Yes, Poopoo is my name…Municipal Poopoo. My mom abandoned me when I was just a turd. I never saw my dad, but I blame him for flushing me down the toilet.

I’m a detective. My house, my office, is a sespool. I get new cases everytime, y’see, when “they” flush them down, down into my office.

The bacteria in the sespool are my security system. When a bad turd comes around, they eat’m up right away.

But when there is a turd with a good case, I take it up personally. Like once when this old geezer came along and said, “Yo llevo un el gato en mi pantalones” I knew who he was.
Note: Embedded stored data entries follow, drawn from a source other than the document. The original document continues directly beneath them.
PR #255, opened 2026-01-23
Added mesos tax

### LINKED ISSUE #248: Implement trade tax
Trade is taxed at certain % of mesos. Needs to be added to:
https://github.com/Hucaru/Valhalla/blob/master/channel/room_trade.go#L202-L208

Hucaru:
Implements mesos trade tax and cleaned up mesos and item exchange

Closes #248

### DIFF
--- a/channel/room_trade.go
+++ b/channel/room_trade.go
@@ -155,22 +155,15 @@ func (r *tradeRoom) completeTrade() {
 	}
 
 	var undo []func()
-	defer func() {
-		if r.finalized {
-			return
-		}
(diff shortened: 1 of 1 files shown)


channel/room_trade.go
```diff
@@ -155,58 +155,53 @@ func (r *tradeRoom) completeTrade() {
 	}
 
 	var undo []func()
-	defer func() {
-		if r.finalized {
-			return
-		}
-		for i := len(undo) - 1; i >= 0; i-- {
```
Hucaru, line 162: This can only get triggered at item exchange, so just inlined there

He was the old Spanish turd from a Spanish guy pooping on “their” toilet.

He said, “I need you to find out who pooped me out.” So, I helped the old 15 year-old geezer, by scraping the old poo-skin-layer off of him, he then tossed his cane and ran around the sespool, screaming, “I’m reborn!” …Then he broke in half and died. It was a grousome sight.

I wanted to know what happened to the old geezer, after, all I did have to scrape his hairy poo-skin off…

I went down to the bar, and asked around if anybody knew him. One guy did. It was the bartender. He said he’d talk, only if I got a pee from the Septic Tank, so I gave him 15 poo-coins and he gave me a jug of pee. It had a nice smell, and it had a layer of foam on it, a true sign it came straight from the septic tank.

“Well, you gonna tell me anything?” I said after a sip of pee. The bartender rolled around to me and said, “sure. the old geezer just drank some pee and said he was going to revitalize his body and take a poo-bath.” “hmm…” I thought to myself, “That old geezer should have lived another 5 years…”

It was then, I remembered seeing a sparkle as the old geezar split in half. Then it came to me. He was assassinated! I recognized the sparkle as a shiny tooth. The assassin must have been cleaning it for weeks!

I looked around, looking for any suspicious looking Poos around. That’s when I saw a guy with a tooth-machete. It glimmered in the light. Just as I made my move, he sliced another piece of poo while he was running away from me. Poor soul.

Once he got out of the bar, I shot him 5 times with my Poo-ray gun. Then he was eaten by the bacteria.

Well, that was the best adventure I ever had. All in a days work, of course.